杨虎臣一把揪住马胖子的衣领,把他提了起来。
“这批布料,你他妈是从哪买的!”
马胖子哭得一把鼻涕一把泪。
“是……是从一个叫老黑的二道贩子手里买的。”
“他说这是法国进口的好料子,还便宜……”
“便宜?”
杨虎臣气笑了。
“你他妈贪老子的军费,买这种一碰水就烂的破布!”
“老子的脸,今天全被你丢光了!”
杨虎臣拔出腰间的配枪。
直接顶在马胖子的脑门上。
“大帅!姐夫!饶命啊!”
马胖子吓尿了,裤裆湿了一大片。
骚臭味混合着雨水的泥土味。
“姐夫?”
杨虎臣眼神冰冷。
“你就是叫老子亲爹都没用!”
“砰!”
一声枪响。
马胖子的惨叫声戛然而止。
额头多了一个血洞,直挺挺地倒了下去。
赵立轩吓得浑身哆嗦。
趴在地上不敢抬头。
杨虎臣把枪收起来。
闭上眼睛,深吸了一口气。
这事不对劲。
马胖子虽然贪,但也没那个胆子敢在这种大事上弄虚作假。
那个叫老黑的二道贩子。
肯定是受人指使。
杨虎臣脑子里突然闪过一个名字。
洛清晚。
他猛地转头,看向第一排的洛家父女。
洛清晚正端着茶杯,似笑非笑地看着他。
眼神里,满是嘲弄和不屑。
杨虎臣懂了。
全懂了。
这批劣质布料。
根本就是洛清晚早就准备好的!
她不仅识破了赵立轩在染坊下毒的诡计。
还将计就计,把这批毒布料,通过黑市卖给了贪便宜的马胖子!
这一招釜底抽薪。
不仅让洛家毫发无损地处理了毒布料。
还顺便赚了他杨虎臣一大笔军费!
更要命的是。
在这场万众瞩目的演习上。
让他杨虎臣,让整个江南守备军。
成了全世界的笑柄!
“洛!清!晚!”
杨虎臣咬牙切齿地念出这个名字。
每一个字都带着浓浓的血腥味。
洛清晚放下茶杯。
冲着杨虎臣微微一笑。
她站起身,理了理衣服。
“爹,戏看完了,咱们回家吧。
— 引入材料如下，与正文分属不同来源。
PR #2589, opened 2019-04-05
Remove dead assignment to ch

pmatos:


pmatos:
Good style. Will fix and merge.

PR #2595, opened 2019-04-06
Establish free-id=? equivalences in intdefs with local bindings in scope

### LINKED ISSUE #2594: `define-rename-transformer-parameter` doesn’t work inside first-class definition contexts
The following program fails with an error:

```racket
#lang racket
(require racket/stxparam)
(local [(define-rename-transformer-parameter add1*
          (make-rename-transformer #'add1))]
  (void))
```
```
rename-transformer-accessor: contract violation
  expected: rename-transformer?
  given: #f
  context...:
   rename-transformer-target
   /Applications/Racket v7.2/collects/racket/private/stxparamkey.rkt:68:2: rename-transformer-parameter-target
   maybe-install-free=id!
   syntax-local-bind-syntaxes11
   /Applications/Racket v7.2/collects/racket/private/local.rkt:20:24
```

This happens because `syntax-local-bind-syntaxes` attempts to install `free-identifier=?` equivalences in a context without the local binding environment of the definition context. To illustrate that more directly, here’s a simpler program that also triggers the issue:

```racket
#lang racket
(begin-for-syntax
  (struct indirect-rename-transformer (target-holder)
    #:property prop:rename-transformer
    (lambda (self) (syntax-local-value (indirect-rename-transformer-target-holder self)))))
(local [(define-syntax holder #'add1)
        (define-syntax add1* (indirect-rename-transformer #'holder))]
  (add1* 10))
```
```
syntax-local-value: identifier is not bound to syntax: #<syntax:defctx-rename-trans.rkt:7:60 holder>
  context...:
   maybe-install-free=id!
   syntax-local-bind-syntaxes11
   /Applications/Racket v7.2/collects/racket/private/local.rkt:20:24
```

lexi-lambda:
Fixes #2594.


lexi-lambda:
From the Travis CI output, it seems like this change broke the cify step used in the no-JIT build, and I think that is beyond my knowledge to diagnose, much less fix. Still, if you can point me in the right direction, I can give it a try.

lexi-lambda:
With 0d2dd8f578b3e5baa2e043bc0aec940366eb7182 (thanks Matthew!), the no-JIT build now completes successfully, so all seems to be well from CI’s point of view.

PR #3607, opened 2021-01-06
cs: add support for cross-compiling to iOS

### LINKED ISSUE #3605: cs: iOS cross-compilation error
`HEAD`

**What program did you run?**

```sh
mkdir racket/src/build
cd racket/src/build
../configure --host=aarch64-apple-darwin --enable-ios=iPhoneOS --enable-racket="$(which racket)"
make
```

Compilation should succeed. Instead, I see:

```
gcc  -g -O2 -Wall -DOS_X -Wpointer-arith -Wall -Wextra -Werror -Wno-implicit-fallthrough -c -DAARCH64 -I../boot/tarm64osx -I../zlib -I../lz4/lib -I/opt/X11/include/  statics.c
ln -s "../../../../../../cs/c/../../ChezScheme"/c/segment.c segment.c
gcc  -g -O2 -Wall -DOS_X -Wpointer-arith -Wall -Wextra -Werror -Wno-implicit-fallthrough -c -DAARCH64 -I../boot/tarm64osx -I../zlib -I../lz4/lib -I/opt/X11/include/  segment.c
ln -s "../../../../../../cs/c/../../ChezScheme"/c/alloc.c alloc.c
gcc  -g -O2 -Wall -DOS_X -Wpointer-arith -Wall -Wextra -Werror -Wno-implicit-fallthrough -c -DAARCH64 -I../boot/tarm64osx -I../zlib -I../lz4/lib -I/opt/X11/include/  alloc.c
ln -s "../../../../../../cs/c/../../ChezScheme"/c/symbol.c symbol.c
gcc  -g -O2 -Wall -DOS_X -Wpointer-arith -Wall -Wextra -Werror -Wno-implicit-fallthrough -c -DAARCH64 -I../boot/tarm64osx -I../zlib -I../lz4/lib -I/opt/X11/include/  symbol.c
ln -s "../../../../../../cs/c/../../ChezScheme"/c/intern.c intern.c
gcc  -g -O2 -Wall -DOS_X -Wpointer-arith -Wall -Wextra -Werror -Wno-implicit-fallthrough -c -DAARCH64 -I../boot/tarm64osx -I../zlib -I../lz4/lib -I/opt/X11/include/  intern.c
ln -s "../../../../../../cs/c/../../ChezScheme"/c/gcwrapper.c gcwrapper.c
gcc  -g -O2 -Wall -DOS_X -Wpointer-arith -Wall -Wextra -Werror -Wno-implicit-fallthrough -c -DAARCH64 -I../boot/tarm64osx -I../zlib -I../lz4/lib -I/opt/X11/include/  gcwrapper.c
ln -s "../../../../../../cs/c/../../ChezScheme"/c/gc-011.c gc-011.c
ln -s "../../../../../../cs/c/../../ChezScheme"/c/gc.c gc.c
gcc  -g -O2 -Wall -DOS_X -Wpointer-arith -Wall -Wextra -Werror -Wno-implicit-fallthrough -c -DAARCH64 -I../boot/tarm64osx -I../zlib -I../lz4/lib -I/opt/X11/include/  gc-011.c
In file included from gc-011.c:22:
./gc.c:1350:19: error: unknown register name 'x12' in asm
                  LOCKED_DECR(addr, b);
                  ^
../boot/tarm64osx/scheme.h:310:43: note: expanded from macro 'LOCKED_DECR'
                        : "cc", "memory", "x12", "x7");\
                                          ^
1 error generated.
```

It looks like `enable_ios` is being ignored by CS's `configure` script.

I'm running macOS 10.15.7 with XCode 12.2.

Bogdanp:
Closes #3605 .

This gets everything to compile cleanly for iOS. The result can then be linked and run o a real device, but memory allocation fails because `MAP_JIT` is not supported on iOS so more work is required to get everything working. This seems like a good first step.

### DIFF
--- a/racket/collects/compiler/cm.rkt
+++ b/racket/collects/compiler/cm.rkt
@@ -15,9 +15,6 @@
          make-compile-lock
          compile-lock->parallel-lock-client
 
-         ;; re-used in setup/setup-core and setup/private/pkg-deps
-         cross-multi-compile?
-
          (contract-out
           [current-path->mode
            (parameter/c (or/c #f (-> path? (and/c path? relative-path?))))]))
--- a/racket/collects/compiler/cm.rkt
+++ b/racket/collects/compiler/cm.rkt
@@ -15,6 +15,9 @@
          make-compile-lock
          compile-lock->parallel-lock-client
 
+         ;; re-used in setup/setup-core and setup/private/pkg-deps
+         cross-multi-compile?
+
          (contract-out
           [current-path->mode
            (parameter/c (or/c #f (-> path? (and/c path? relative-path?))))]))
--- a/racket/src/ChezScheme/c/Mf-arm64osx
+++ b/racket/src/ChezScheme/c/Mf-arm64osx
@@ -16,7 +16,7 @@
 m ?= arm64osx
 Cpu ?= AARCH64
 
-mdinclude = -I/opt/X11/include/ 
+mdinclude = -I/opt/X11/include/
 o = o
 mdsrc ?= arm32le.c
 mdobj ?= arm32le.o
@@ -39,7 +39,7 @@ ${Scheme}: ${Kernel} ${KernelLinkDeps} ${Main}
 	$C -o ${Scheme} ${Main} ${Kernel} ${KernelLinkLibs} ${LDFLAGS} ${LIBS}
 
 ../zlib/configure.log:
-	(cd ../zlib; ${SetConfigEnv} CFLAGS="${CFLAGS}" ./configure)
+	(cd ../zlib; ${SetConfigEnv} CPPFLAGS="${CPPFLAGS}" CFLAGS="${CFLAGS}" LDFLAGS="${LDFLAGS}" ./configure)
 
 ../lz4/lib/liblz4.a: ${LZ4Sources}
-	(cd ../lz4/lib; ${SetConfigEnv} CFLAGS="${CFLAGS}" ${MAKE} liblz4.a)
+	(cd ../lz4/lib; ${SetConfigEnv} CPPFLAGS="${CPPFLAGS}" CFLAGS="${CFLAGS}" LDFLAGS="${LDFLAGS}" ${MAKE} liblz4.a)
--- a/racket/src/ChezScheme/c/Mf-arm64osx
+++ b/racket/src/ChezScheme/c/Mf-arm64osx
@@ -39,7 +39,7 @@ ${Scheme}: ${Kernel} ${KernelLinkDeps} ${Main}
 	$C -o ${Scheme} ${Main} ${Kernel} ${KernelLinkLibs} ${LDFLAGS} ${LIBS}
 
 ../zlib/configure.log:
-	(cd ../zlib; ${SetConfigEnv} CPPFLAGS="${CPPFLAGS}" CFLAGS="${CFLAGS}" LDFLAGS="${LDFLAGS}" ./configure)
+	(cd ../zlib; ${SetConfigEnv} CFLAGS="${CFLAGS}" LDFLAGS="${LDFLAGS}" ./configure)
 
 ../lz4/lib/liblz4.a: ${LZ4Sources}
-	(cd ../lz4/lib; ${SetConfigEnv} CPPFLAGS="${CPPFLAGS}" CFLAGS="${CFLAGS}" LDFLAGS="${LDFLAGS}" ${MAKE} liblz4.a)
+	(cd ../lz4/lib; ${SetConfigEnv} CFLAGS="${CFLAGS}" LDFLAGS="${LDFLAGS}" ${MAKE} liblz4.a)
--- a/racket/src/ChezScheme/c/alloc.c
+++ b/racket/src/ChezScheme/c/alloc.c
@@ -34,9 +34,6 @@ void S_alloc_init() {
             S_G.bytes_of_generation[g] = 0;
             for (s = 0; s <= max_real_space; s++) {
               S_G.main_thread_gc.base_loc[g][s] = FIX(0);
-#if defined(WRITE_XOR_EXECUTE_CODE)
-              S_G.main_thread_gc.base_bytes[g][s] = 0;
-#endif
               S_G.main_thread_gc.next_loc[g][s] = FIX(0);
               S_G.main_thread_gc.bytes_left[g][s] = 0;
               S_G.bytes_of_space[g][s] = 0;
@@ -257,9 +254,6 @@ ptr S_find_more_gc_room(thread_gc *tgc, ISPC s, IGEN g, iptr n, ptr old) {
   new_bytes = nsegs * bytes_per_segment;
 
   tgc->base_loc[g][s] = new;
-#if defined(WRITE_XOR_EXECUTE_CODE)
-  tgc->base_bytes[g][s] = new_bytes;
-#endif
   tgc->sweep_loc[g][s] = new;
   tgc->bytes_left[g][s] = (new_bytes - n) - ptr_bytes;
   tgc->next_loc[g][s] = (ptr)((uptr)new + n);
--- a/racket/src/ChezScheme/c/alloc.c
+++ b/racket/src/ChezScheme/c/alloc.c
@@ -33,8 +33,11 @@ void S_alloc_init() {
         for (g = 0; g <= static_generation; g++) {
             S_G.bytes_of_generation[g] = 0;
             for (s = 0; s <= max_real_space; s++) {
-              S_G.main_thread_gc.base_loc[g][s] = FIX(0); 
-              S_G.main_thread_gc.next_loc[g][s] = FIX(0); 
+              S_G.main_thread_gc.base_loc[g][s] = FIX(0);
+#if defined(WRITE_XOR_EXECUTE_CODE)
+              S_G.main_thread_gc.base_bytes[g][s] = 0;
+#endif
+              S_G.main_thread_gc.next_loc[g][s] = FIX(0);
               S_G.main_thread_gc.bytes_left[g][s] = 0;
               S_G.bytes_of_space[g][s] = 0;
             }
@@ -224,6 +227,9 @@ static void close_off_segment(thread_gc *tgc, ptr old, ptr base_loc, ptr sweep_l
     /* in case this is during a GC, add to sweep list */
     si = SegInfo(addr_get_segment(base_loc));
     si->sweep_start = sweep_loc;
+#if defined(WRITE_XOR_EXECUTE_CODE)
+    si->sweep_bytes = bytes;
+#endif
     si->sweep_next = tgc->sweep_next[g][s];
     tgc->sweep_next[g][s] = si;
   }
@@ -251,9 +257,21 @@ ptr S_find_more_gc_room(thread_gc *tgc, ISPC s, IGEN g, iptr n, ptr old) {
PR #3610, opened 2021-01-07
bc: make srcloc->string compatible with cs

### LINKED ISSUE #1371: read-syntax returns syntax with negative column position
The following program seems to return -1, which breaks the documented contract of `syntax-column`, and it seems like `set-port-next-location!` should cause the next column to be `#f` rather than `-1`, but I'm not sure what the correct behavior should be.

```
#lang racket

(define p (open-input-string "foo"))
(port-count-lines! p)
(set-port-next-location! p #f #f #f)
(define stx (read-syntax 'dummy p))
(syntax-column stx)
```

sorawee:
Currently, in Racket BC, the following program:

```
(srcloc->string (make-srcloc "x.rkt" #f #f 90 #f))
(srcloc->string (make-srcloc "x.rkt" #f 80 #f #f))
(srcloc->string (make-srcloc "x.rkt" #f #f #f #f))

(srcloc->string (make-srcloc "x.rkt" #f 80 90 #f))
(srcloc->string (make-srcloc "x.rkt" 70 #f 90 #f))
(srcloc->string (make-srcloc "x.rkt" 70 80 #f #f))
(srcloc->string (make-srcloc "x.rkt" 70 80 90 #f))
```

results in:

```
"x.rkt::90"
"x.rkt::80"
"x.rkt::-1"
"x.rkt::80"
"x.rkt:70:90"
"x.rkt:70:80"
"x.rkt:70:80"
```

This output is very confusing and inconsistent.
When we see "x.rkt::90", we can never be sure if it's a srcloc
whose position is 90, or a srcloc whose column is 90.
The same applies for "x.rkt:70:90".

Moreover, the srloc "x.rkt::-1" is weird and is arguably incorrect
(see #1371).

Code-wise, the line
https://github.com/racket/racket/blob/e71c217758f744d3c8dfb30dd152b8c7d08a2735/racket/src/bc/src/error.c#L2151
is a dead code, because if col < 0, then col will be set to pos + 1
which is guaranteed to be non-negative. This offers another evidence
that the current srcloc->string is incorrect.

In Racket CS, the program results in:

```
"x.rkt::90"
"x.rkt::#f"
"x.rkt::#f"
"x.rkt::90"
"x.rkt::90"
"x.rkt:70:80"
"x.rkt:70:80"
```

which is consistent and makes sense.

This PR makes the behavior of srcloc->string in Racket BC matches
that of Racket CS.

Fixes #1371

### DIFF
--- a/pkgs/racket-test-core/tests/racket/read.rktl
+++ b/pkgs/racket-test-core/tests/racket/read.rktl
@@ -1472,6 +1472,15 @@
 ;; ;;;;;;;;;;;;;;;;;;;;;;;;;;;;;;;;;;;;;;
 ;; srcloc->string
 
+(test "x.rkt::#f" srcloc->string (make-srcloc "x.rkt" #f #f #f #f))
+(test "x.rkt::90" srcloc->string (make-srcloc "x.rkt" #f #f 90 #f))
+(test "x.rkt::#f" srcloc->string (make-srcloc "x.rkt" #f 80 #f #f))
+
+(test "x.rkt::90" srcloc->string (make-srcloc "x.rkt" #f 80 90 #f))
+(test "x.rkt::90" srcloc->string (make-srcloc "x.rkt" 70 #f 90 #f))
+(test "x.rkt:70:80" srcloc->string (make-srcloc "x.rkt" 70 80 #f #f))
+(test "x.rkt:70:80" srcloc->string (make-srcloc "x.rkt" 70 80 90 #f))
+
 (test "x.rkt:10:11" srcloc->string (make-srcloc "x.rkt" 10 11 100 8))
 (test "x.rkt::100" srcloc->string (make-srcloc "x.rkt" #f #f 100 8))
 (test "x.rkt::100" srcloc->string (chaperone-struct (make-srcloc "x.rkt" #f #f 100 8)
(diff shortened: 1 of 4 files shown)


soegaard:
Are there tools that needs to be updated due to this change?
(Maybe racket-mode?)
@greghendershott

mflatt:
This change looks like the right direction to me.

For the result that have `#f`, I think the right choice is probably not to have `::#f` and just return the path. (This has bugged me for a while, but I never investigated.) Can we make that change to both BC and CS?

sorawee:
@soegaard IIUC, I think it will not affect Racket Mode. Racket Mode primarily operates on srcloc that has both line and column information, but this PR concerns the cases where one of the information is missing.

@mflatt done!

greghendershott:
I did a thumbs-up on @sorawee 's comment but for people reading in email; I agree this shouldn't affect Racket Mode.

greghendershott:
p.s. OT:

My bane is things that change useful absolute pathnames into not-useful relative ones.

- So the only thing I "hate" about `srcloc->string` is when it does the `<prefix>/` thing. I have hacks attempting to prevent that and also attempting to "undo" it. None can be 100% effective.

- Separately, at some deeper level (both BC and CS AFAICT) Racket will truncate `"/path/slightly/too/long/file.rkt"` to `".../slightly/too/long/file.rkt"`. I have no hacks for that.

Issue #3609, opened 2021-01-06
Subprocess signal handling


willghatch:
Subprocesses spawned with the `subprocess` function inherit Racket's signal handling.  I'm not sure if there is a reason we want non-default signal handlers in the child process.  But at least for Rash I do generally want default signal handlers.  Eg. right now when a child process gets SIGPIPE, instead of exiting with status 141 (which I can detect and potentially handle as a non-failing pipeline stage), the process exits with status 1 and prints a message about a broken pipe to stderr.

The only signal handling I'm aware of that needs to happen with regards to fork/exec for a subprocess is SIGCHLD, which the parent needs to handle, not the child.

So unless there is a reason for child processes to inherit some of Racket's signal handling, I propose that `rktio_process` should set signal handlers to `SIG_DFL` before running `exec`.  If there is a reason for the child to inherit Racket's signal handling, I propose that we add some kind of option for it.

mflatt:
@willghatch Does the commit above look like the right idea, especially the part in "rktio_signal.c"?

mflatt:
I'm starting to think that this is too complicated, after all, and it's not so bad for rktio to just know the signal-ID range for each supported platform.

Originally, I had in mind saving the startup state (i.e., maybe some process started Racket with ignored signals, for example), but moved towards setting all signals to their default and setting the signal mask to empty. And after going that direction, maybe there's no need to track a specific set of signals.

Even more simply, it looks like just iterating from 1 to `SIGPROF` is going to work fine in practice. At worst, the range from 1 to `SIGPROF` is too narrow for some platform, and then we're just back to the current state until it's fixed for that platform.

willghatch:
I think tracking the original state is the best solution, since without it Racket can't compose with eg. `nohup`, which I know people use and generally expect to work.  I think c697f11 is going in the right direction for that, simply needing a second argument to get the original value.  Is there something that makes that impractical?  If adding another argument to restore the original value works, that's my favorite solution.  If there is something that makes that impractical, then I guess the simpler solution is better for its simplicity.

mflatt:
Saving the state and restoring it works fine — `nohup` is a good example — and I had that in an iteration before c697f11 . So, it's easy to go back, and it will be nice that the work there wasn't wasted.

PR #3616, opened 2021-01-09
rktio_process: set child signal handlers to default

willghatch:
This is a sketch of a solution for issue #3609.

I tried to find all the signals that Racket installs handlers for, and set them to `SIG_DFL` before the `execve` call.

There are some improvements that could still be made here:

* There are various `#define` flags that determine whether various signals are actually overridden.  We should probably use those same flags to determine which signals are reset.
* Rather than setting each handler to `SIG_DFL`, we could set them to the values they had before they were overridden.  This is a bigger change, since we would need to capture those values in all the various places they are set by `signal` or `sigaction` and then have them available here at the function call site.

But before trying to do any of that I thought I would start with this since I haven't yet heard anything as far as a thumbs up/down for this kind of change.  At any rate, the current behavior is undocumented and, in my opinion, a bug.

### DIFF
--- a/racket/src/rktio/rktio_private.h
+++ b/racket/src/rktio/rktio_private.h
@@ -416,6 +416,7 @@ char *rktio_strndup(char *s, intptr_t len);
 
 #ifdef RKTIO_SYSTEM_UNIX
 void rktio_set_signal_handler(int sig_id, void (*proc)(int));
+void rktio_set_default_signal_handlers_for_subprocess(void);
 #endif
 void rktio_forget_os_signal_handler(rktio_t *rktio);
 
--- a/racket/src/rktio/rktio_process.c
+++ b/racket/src/rktio/rktio_process.c
@@ -1532,6 +1532,10 @@ rktio_process_result_t *rktio_process(rktio_t *rktio,
         _exit(1);
       }
 
+      /* Reset signal handling for new process */
+      rktio_set_default_signal_handlers_for_subprocess();
+
+
       /* Exec new process */
 
       {
--- a/racket/src/rktio/rktio_signal.c
+++ b/racket/src/rktio/rktio_signal.c
@@ -105,4 +105,60 @@ void rktio_set_signal_handler(int sig_id, void (*proc)(int))
   sa.sa_handler = proc;
   sigaction(sig_id, &sa, NULL);
 }
+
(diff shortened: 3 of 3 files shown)


mflatt:
Setting signal handlers to default seems clearly the right idea.

The approach here is ok. Another possibility is to have a function that rktio provides for registering signal IDs, and anything that sets a signal handler could (be required to) call that function to register the ID. The latter seems better to me, but it's a lot more work, and Chez Scheme would probably need a function to list the signal IDs that it sets so they could be bounced back to rktio.

Either way, I'd put the implementation in `rktio_signal.c`, and then have `rktio_process.c` use that.

willghatch:
Here is a slightly improved version of the simple approach -- just set all handlers used by Racket to `SIG_DFL`.

I agree that it would be better to track and set the original signal handlers.  For RacketBC I think it would be enough just to have `rktio_set_signal_handler` update an array of handlers for each first use with a new signal ID, then funnel all signal handling through that function.  For CS, though, we need to essentially write that logic twice (IE write the same thing in Chez Scheme), then keep them in sync, maybe by checking the CS array each time before updating the Racket array to see if CS actually had the first signal change.

Anyway, for whatever reason CS doesn't seem to be building for me right now, so I'm not going to try to do the more involved version that involves changing Chez Scheme at the moment.

This version, at any rate, solves most of my problems with Racket signal handling.  The only thing I know of that relies on setting signal handlers and expecting them to propagate to children in practice is the `nohup` command.  This patch does not fix the lack of propagation with `nohup`, but `nohup` really doesn't work with Racket anyway, because Racket sets `SIGHUP` to generate `exn:break:hang-up` regardless of what the original signal handler was.  Maybe Racket could fix this interaction with `nohup` by checking if it's set to `SIG_IGN` and NOT setting its own `SIGHUP` handler.

We could use this partial solution now with a plan to write the other one later, probably with some documentation about what happens with signal handling.  Right now the documentation says nothing about signals, and gives subprocesses an undocumented set of handlers.  This version will set signals handled by Racket to `SIG_DFL` for subprocesses, but should have a disclaimer that in the future Racket will propagate its initial signal handlers to subprocesses.  Should I write this documentation (IE will we use this version for now), or should I wait until I write the better version?

mflatt:
Closed by  2cbaeb7.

”
她声音不大。
但在杨虎臣听来,却像是在他脸上狠狠扇了一巴掌。
洛敬山站起来,冷冷地看了杨虎臣一眼。
“杨大帅,这演习真是不错。”
“让我等大开眼界啊。”
洛家父女在保镖的护送下,大摇大摆地离开了看台。
杨虎臣看着他们的背影。
气得浑身发抖。
第二天一早。
南城的大街小巷,全都在谈论昨天那场荒诞的演习。
报童们挥舞着报纸。
“卖报卖报!江南军演习大出洋相!”
“杨家军集体光屁股!洋人记者拍下铁证!”
督军府,书房。
杨虎臣坐在真皮沙发上。
面前的茶几上,摆着今天的《申报》。
头版头条,是一张巨大的黑白照片。
照片上,几个杨家军士兵捂着裂开的裤裆,在泥水里狼狈逃窜。
标题是加粗的黑体字:
《江南守备军演习变闹剧,军纪涣散,何以保家卫国?》
文章里,把杨虎臣骂得体无完肤。
说他贪污军费,以次充好,把士兵当猴耍。
“啪!”
杨虎臣一巴掌拍在报纸上。
他的眼睛熬得通红。
布满血丝。
像一头发狂的野兽。
这不仅是丢脸的问题。
这件事一出,军心大乱。
那些原本就对他不满的将领,现在肯定更是蠢蠢欲动。
如果在不镇压。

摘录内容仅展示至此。